Attorney, Agent or Firm: Christian; Stephen R.
Claims
I claim:
1. A method of conveying a downhole tool by a coiled tubing unit
into a well bore having a wellhead, and in which the downhole tool
is to be communicatively linked to surface equipment by way of an
opto-electrical cable, the method comprising:
a) providing a coiled tubing unit having a supply of coiled tubing
and means for forcefully injecting and extracting the tubing into
and out of the well bore;
b) providing a downhole tool and means for attaching the downhole
tool to the coiled tubing directly or indirectly to the tubing;
c) providing at least one preselected length of cable having means
for conducting electrical and optical signals;
d) linking one end of the cable to surface equipment and linking
one end of the cable to the downhole tool or to a cable connector
that is in electrical and optical communication with the downhole
tool to provide an operational link between the downhole tool and
the surface equipment;
e) providing and fluidly connecting a Y-connector to the wellhead
of the well bore, the Y-connector having a branch having means for
sealingly accommodating the coiled tubing therethrough, and a
branch having means for sealingly accommodating the cable
therethrough; and
f) providing means for appropriately tensioning the cable as the
cable and the tubing is simultaneously conveyed into, or out of,
the well bore by way of the Y-connector when operating the coiled
tubing unit accordingly.
2. The method of claim 1 wherein the cable remains external of the
coiled tubing.
3. A method of conveying a well logging tool by a coiled tubing
unit into a well bore having a wellhead, and in which the well
logging tool is to be communicatively linked to surface equipment
by way of an electrical cable, or optical cable, or a combined
opto-electrical cable, the method comprising:
a) providing a coiled tubing unit having a supply of coiled tubing
and means for forcefully injecting and extracting the tubing into
and out of the well bore;
b) providing a well logging tool and means for attaching the well
logging tool to the coiled tubing directly or indirectly to the
tubing;
c) providing at least one preselected length of cable having means
for conducting electrical signals, optical signals, or a
combination thereof;
d) linking one end of the cable to surface equipment and linking
one end of the cable to the downhole logging tool or to a cable
connector that is in electrical and/or optical communication with
the downhole logging tool and the surface equipment;
e) providing and fluidly connecting a Y-connector to the wellhead
of the well bore, the Y-connector having a branch having means for
sealingly accommodating the coiled tubing therethrough, and a
branch having means for sealingly accommodating the cable
therethrough; and
f) providing means for appropriately tensioning the cable as the
cable and the tubing is simultaneously conveyed into, or out of,
the well bore by way of the Y-connector when operating the coiled
tubing unit accordingly.
4. The method of claim 3 further comprising installing at least one
blow-out-preventor means in line between the tubing injecting and
extracting means and the wellhead.
5. The method of claim 3 wherein the wellbore is deviated from
vertical, horizontal, or a combination thereof.

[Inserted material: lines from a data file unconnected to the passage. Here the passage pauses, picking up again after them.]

PR #150, opened 2025-08-01
Introduce wasm bindings (and a bit more)

nleroy917:
This PR introduces web-assembly bindings for gtars so that we can use some of the features in a browser setting. This is nice for heavy processing without a server. To do this, I had to wall-off a few modules and features behind feature flags-- namely `uniwig`, `bbcache`, and anything using `reqwest`.

The reasons for each are as follows:
1. `uniwig`: pulls in `bigtools` which pulls in a compression library (`libdeflate-sys`) which wont compile to wasm since it contains some custom C code. Its possible this can be resolved in the near future, however: https://github.com/rustwasm/team/issues/291
2. `bbcache`: pulls in `biocfilecachers`, which pulls in `diesel` which was giving me a lot of troubles compiling (I think its a sqlite thing).
3. `reqwest` was also giving me a ton of issues, so I walled that off since it's only used in like one single function.
4. `hf-hub` is used to instantiate tokenizers from pre-trained models on huggingface, and that also had problems, so that's now a feature too.

I basically was able to make a ton of this stuff "opt-in" and so only when you really need that module will it compile that code for you. For example, in the python bindings, we actually **do** need the `request` features; so we enable those when we pull `gtars` in as a dependency:
```toml
# Cargo.toml
[dependencies]
gtars = { path="../../gtars", features=["http"]}
```

However, the wasm bindings don't need any of that, so we are choosing to **not** opt-in so it doesn't get compiled... and this enables us to get things working

### DIFF
--- a/.github/workflows/tests.yml
+++ b/.github/workflows/tests.yml
@@ -18,5 +18,5 @@ jobs:
       run: cargo build --verbose
       working-directory: ./gtars
     - name: Run tests
-      run: cargo test --verbose
+      run: cargo test --verbose --all-features
       working-directory: ./gtars


nleroy917:
tests and builds will fail unless explicitly run with the feature:
```
cargo test --features bbcache
cargo build --features bbcache
```

nleroy917:
Aug-06-2025 09-26-20

nleroy917:
I'll probably close this in favor of #162

PR #151, opened 2025-08-07
fix bbcache

khoroshevskyi:


gtars/Cargo.toml
```diff
@@ -1,6 +1,6 @@
 [package]
 name = "gtars"
-version = "0.3.0"
+version = "0.3.1"
```
donaldcampbelljr, line 3:
```suggestion
version = "0.4.0"
```

gtars/src/main.rs
```diff
@@ -2,7 +2,7 @@ use anyhow::Result;
 use clap::Command;
 // go through the library crate to get the interfaces
 use gtars::overlap;
-use gtars::bbcache;
+// use gtars::bbcache;
```
donaldcampbelljr, line 5: these should be added back in right?

donaldcampbelljr (approved):
Needs to add the bbcache CLI and mods back into the code (they are commented out) but it looks fine otherwise.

6. The method of claim 3 wherein the surface equipment in which the
downhole tool is linked by the cable is mounted in a vehicle, a
skid, a platform, or a combination thereof.
7. The method of claim 3 wherein the cable tensioning means
comprises: providing a supply of cable on a powered reel, providing
means for tensioning the cable as the tubing and the cable are run
simultaneously into and out of the wellbore, and providing means of
measuring the length of cable that has been run into the
wellbore.
8. The method of claim 3 further comprising installing a grease
seal means and a valve on the branch of the Y-connector that
sealingly accommodates the cable therethrough.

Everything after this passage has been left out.